In the same interview, Obama suggested that his energy policy would require the ruin of the coal industry. "If somebody wants to build a coal-fired plant, they can," he told the Chronicle. "It's just that it will bankrupt them, because they are going to be charged a huge sum for all that greenhouse gas that's being emitted."
The justification for inflicting all this financial misery, of course, is the onrushing catastrophe of human-induced global warming -- a catastrophe that can be prevented only if we abandon the carbon-based fuels on which most of the prosperity and productivity of modern life depend. But what if that looming catastrophe isn't real? What if climate change has little or nothing to do with human activity? What if enacting cap-and-trade means incurring excruciating costs in exchange for infinitesimal benefits?

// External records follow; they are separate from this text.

PR #1784, opened 2022-01-25
Cy.shape.check

Ericgig:
**Description**
Add check for shape at the cython level. While these checks should be done before entering cython in QobjEvo or the solvers, as seen in #1782, some bad shape can slip through. 

**Changelog**
Add check for shape in cython qobjevo.

### DIFF
--- a/qutip/cy/cqobjevo.pyx
+++ b/qutip/cy/cqobjevo.pyx
@@ -204,6 +204,9 @@ cdef class CQobjEvo:
         return 0.
 
     def mul_vec(self, double t, complex[::1] vec):
+        if vec.shape[0] != self.shape1:
+            raise ValueError(f"Shape don't match: ({self.shape0}, "
+                             f"{self.shape1}) @ ({vec.shape[0]}, 1) ")
         cdef np.ndarray[complex, ndim=1] out = np.zeros(self.shape0,
                                                         dtype=complex)
         self._mul_vec(t, &vec[0], &out[0])
@@ -214,6 +217,11 @@ cdef class CQobjEvo:
         cdef unsigned int sp_rows = self.shape0
         cdef unsigned int nrows = mat.shape[0]
         cdef unsigned int ncols = mat.shape[1]
+        if mat.shape[0] != self.shape1:
+            raise ValueError("Shape don't match: "
+                f"({self.shape0}, {self.shape1}) "
+                f"@ ({mat.shape[0]}, {mat.shape[1]})")
+
         if mat.flags["F_CONTIGUOUS"]:
             out = np.zeros((sp_rows,ncols), dtype=complex, order="F")
             self._mul_matf(t, &mat[0,0], &out[0,0], nrows, ncols)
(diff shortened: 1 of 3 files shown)


qutip/cy/cqobjevo.pyx
```diff
@@ -204,6 +204,9 @@ cdef class CQobjEvo:
         return 0.
 
     def mul_vec(self, double t, complex[::1] vec):
+        if vec.shape[0] != self.shape1:
+            raise ValueError(f"Shape don't match: ({self.shape0}, "
```
hodgestar, line 208:
```suggestion
            raise ValueError(f"Shapes don't match: ({self.shape0}, "
```

qutip/cy/cqobjevo.pyx
```diff
@@ -214,6 +217,11 @@ cdef class CQobjEvo:
         cdef unsigned int sp_rows = self.shape0
         cdef unsigned int nrows = mat.shape[0]
         cdef unsigned int ncols = mat.shape[1]
+        if mat.shape[0] != self.shape1:
+            raise ValueError("Shape don't match: "
```
hodgestar, line 221:
```suggestion
            raise ValueError("Shapes don't match: "
```

qutip/cy/cqobjevo.pyx
```diff
@@ -224,20 +232,32 @@ cdef class CQobjEvo:
 
     cpdef complex expect(self, double t, complex[::1] vec):
         if self.super:
+            if self.shape1 != vec.shape[0]:
+                raise ValueError(f"Shape don't match: ({self.shape0}, "
```
hodgestar, line 236:
```suggestion
                raise ValueError(f"Shapes don't match: ({self.shape0}, "
```

qutip/cy/cqobjevo.pyx
```diff
@@ -224,20 +232,32 @@ cdef class CQobjEvo:
...
+                                 f"{self.shape1}) @ ({vec.shape[0]}, 1) ")
```
hodgestar, line 237: The `@` sign in the error messages here suggests that the error occurred during multiplication, but it actually occurred during a call to expect. It would be good if the error message reflected where the error occurred.

We should also remove the space at the end of the string.

qutip/cy/cqobjevo.pyx
```diff
@@ -224,20 +232,32 @@ cdef class CQobjEvo:
...
             return self._expect_super(t, &vec[0])
         else:
+            if self.shape1 != vec.shape[0] and self.shape0 != self.shape1:
+                raise ValueError(f"Shape don't match: ({self.shape0}, "
+                                 f"{self.shape1}) @ ({vec.shape[0]}, 1) ")
             return self._expect(t, &vec[0])
 
     def overlapse(self, double t, complex[::1] oper):
```
hodgestar, line 245: Should this method be called `overlap` or `overlaps`? `overlapse` is not an English word (although it is a very cool made up word). Apologies for not noticing this in earlier reviews. Maybe let's fix it in a separate PR to this one.

hodgestar: Or maybe "overlapse" is a technical QM term I'm not familiar with?

hodgestar (changes requested):
Thanks for adding these. I did wonder a bit whether the checks should happen one level down (e.g. inside `_expect_super`) where the shapes are actually relied on, but maybe I like them more where you put them (i.e. at the top of the public interface).

qutip/cy/cqobjevo.pyx
Ericgig: No it's a spelling error.

hodgestar:
@Ericgig Could you merge master into this so that we can check the Cython changes on all the various Pythons? I don't specifically expect a problem, but for this PR it seems good to run the checks.

hodgestar (approved):
Happy with the changes.

Do you think it is okay to rename `.overlap` in 4.6.3? Or is it public enough that the rename should be left for 4.7? I marked it as for 4.6.3 for now.

Ericgig:
I think the renaming is fine for 4.6.3, it is called by `expect` of the python interface, but the cython interface is not expected to be used by the users.

PR #1785, opened 2022-01-26
Fixed dim_H in test_k

Lala5th:
**Description**
A change in `test_k`. In commit 7173a0d `L` was changed, but this was not reflected in `dim_H`. This commit aims to rectify that.

**Related issues or PRs**

**Changelog**
Changed `dim_H` to include `L` in its definition in lattice tests.

### DIFF
--- a/qutip/tests/test_lattice.py
+++ b/qutip/tests/test_lattice.py
@@ -209,7 +209,7 @@ class TestLattice1d:
                 else:
                     kop[row, col] = 1 / (np.exp(2j * np.pi * (row - col)/L)-1)
         kt = np.kron(kop * 2 * np.pi / L, np.eye(6))
-        dim_H = [[2, 2, 3], [2, 2, 3]]
+        dim_H = [[L, 2, 3], [L, 2, 3]]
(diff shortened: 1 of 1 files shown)


qutip/tests/test_lattice.py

Hush, says Obama. Don't ask such questions. And don't listen to anyone who does. "There is no longer a debate about whether carbon pollution is placing our planet in jeopardy," he declared in his Saturday remarks. "It's happening."
No debate? The president, like Humphrey Bogart, must have been misinformed. The debate over global warming is more robust than it has been in years, and not only in America. "In April, the Polish Academy of Sciences published a document challenging man-made global warming," Kimberly Strassel noted in The Wall Street Journal the other day. "In France, President Nicolas Sarkozy wants to tap Claude Allegre to lead the country's new ministry of industry and innovation. Twenty years ago Allegre was among the first to trill about man-made global warming, but the geochemist has since recanted. . . . Norway's Ivar Giaever, Nobel Prize winner for physics, decries it as the 'new religion.'"

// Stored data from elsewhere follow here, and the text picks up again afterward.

PR #1787, opened 2022-01-27
add timeout

Ericgig:
**Description**
Since yesterday, our tests hangs for both `master` and `dev.major` and never finish. It seen only a few tests are affected.
I am adding a timeout so the tests that hangs result in a localized error.

### DIFF
--- a/.github/workflows/tests.yml
+++ b/.github/workflows/tests.yml
@@ -92,7 +92,7 @@ jobs:
             conda install nomkl "numpy${{ matrix.numpy-requirement }}" "scipy${{ matrix.scipy-requirement }}"
           fi
           python -m pip install -e .[$QUTIP_TARGET]
-          python -m pip install pytest-cov coveralls
+          python -m pip install pytest-cov coveralls pytest-timeout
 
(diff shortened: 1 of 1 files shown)


hodgestar:
The timeouts are because of a GitHub actions outage. It appears to have been resolved earlier today -- https://www.githubstatus.com/incidents/29xnrws671f0.

Ericgig:
This run will still timeout, as it was started before the fix.
Hopefuly it will work on a rerun.

Ericgig:
Still failing... I will retry tomorrow in case it just take time to apply the fix.

hodgestar:
Maybe macos needs a slightly longer timeout? It is a bit slow.

.github/workflows/tests.yml
```diff
@@ -145,6 +145,8 @@ jobs:
           #  --strict-markers
           #     error out if a marker is used but not defined in the
           #     configuration file
+          #  --timeout=150
```
hodgestar, line 148:
```suggestion
          #  --timeout=300
```

PR #1788, opened 2022-01-31
Reduce average gate fidelity to process fidelity

fhopfmueller:
This PR reduces the calculation of average gate fidelity between two quantum channels to the recently merged implementation of process fidelity.

Additional minor change: raise an error when the channel passed to `process_fidelity` does not preserve the Hilbert space dimension of the input state. Previously it gave inconsistent results for that case, for different representations of equivalent channels. It's probably possible to define the `process_fidelity` and `average_gate_fidelity` for non-dimension-preserving channels if there is a use case for it? The previous version of `average_gate_fidelity` also was not defined for non-dimension-preserving channel.

**Related issues or PRs**
Last part of the changes proposed in https://github.com/qutip/qutip/issues/1703. Builds on the implementation of process_fidelity from https://github.com/qutip/qutip/pull/1712, https://github.com/qutip/qutip/pull/1748.

**Changelog**
Re-implement average_gate_fidelity using process_fidelity.


hodgestar:
@fhopfmueller If you can merge dev.major into this branch and resolve the conflicts, I can review (I think the conflicts are just with the fixes that you made that got merged into 4.7).

hodgestar:
@fhopfmueller I merged dev.major into your branch, but I ended up dropping most of the `avg_gate_fidelity_test` since the `avg_gate_fidelity_test` decorator didn't seem to be included in the PR commits. Do you know what happened to them? Should I add them back? And if so, where is the decorator implemented?

fhopfmueller:
Thanks a lot for awakening this PR from its slumber @hodgestar !

All the decorator `avg_gate_fidelity_test` does is to skip the decorated test on Mac. Looks like it has been removed in the following commit which is included in your merge, in favour of refactoring the AGF tests into a class and skipping the whole class on Mac: https://github.com/qutip/qutip/commit/99ce2d5c511e2487505a79455c9b53f7676a5731#diff-a9cd5a7620c34d60ffb61360a78bab270214a212c997e0c2cf5a6617443a90ab
(The decorator was originally introduced in https://github.com/qutip/qutip/pull/1034. The underlying issue https://github.com/qutip/qutip/issues/963 seems to be resolved, so maybe skipping the tests on Mac isn't necessary any more?)

The only test that is included in my original PR, but not after your merge, is `test_average_gate_fidelity_against_legacy_implementation` at https://github.com/fhopfmueller/qutip/blob/74080688cbece61a3d095fa6fc9dd347114b6152/qutip/tests/core/test_metrics.py#L443

Would you like to include that test? On the one hand, it contains copy-pasted code from the previous implementation, so the test isn't exactly elegant. On the other hand, it ensures that the new implementation of this PR gives the same result as the previous correct implementation. I'd favor including it.

hodgestar:
@fhopfmueller Thanks for the help! I've added back the test. I also made a separate commit to remove skipping the tests on Mac OS. Let's see what happens.

hodgestar (approved):

hodgestar:
Tests all pass on Mac OS now & the changes look good. Merging. Thanks @fhopfmueller.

Closer to home, the noted physicist Hal Lewis (emeritus at the University of California, Santa Barbara) e-mails me a copy of a statement he and several fellow scientists, including physicists Will Happer and Robert Austin of Princton,Laurence Gould of the University of Hartford, and climate scientist Richard Lindzen of MIT, have sent to Congress. "The sky is not falling," they write. Far from warming, "the Earth has been cooling for 10 years" -- a trend that "was notpredicted by the alarmists' computer models."
Fortune magazine recently profiled veteran climatologist John Christy, a lead author of the 2001 Intergovernmental Panel on Climate Change report and co-author of the American Geophysical Union's 2003 statement on climate change. With his green credentials, Fortune observed, Christy is the warm-mongers' "worst nightmare -- an accomplished climate scientist with no ties to Big Oil who has produced reams and reams of data that undermine arguments that the earth's atmosphere is warming at an unusual rate and question whether the remedies being talked about in Congress will actually do any good."
No one who cares about the environment or the nation's economic well-being should take it on faith that climate change is a crisis, or that drastic changes to the economy are essential to "save the planet." Hundreds of scientists reject the alarmist narrative. For non-experts, a steadily-widening shelf of excellent books surveys the data in laymen's terms and exposes the weaknesses in the doomsday scenario -- among others, Climate Confusion by Roy W. Spencer, Climate of Fearby Thomas Gale Moore, Taken by Storm, by Christopher Essex and Ross McKitrick, and Unstoppable Global Warming: Every 1,500 Years, by S. Fred Singer and Dennis Avery.
If the case for a war on carbon dioxide were unassailable, no one would have to warn against debating it. The 212 House members who voted against Waxman-Markey last week plainly don't believe the matter is settled. They're right.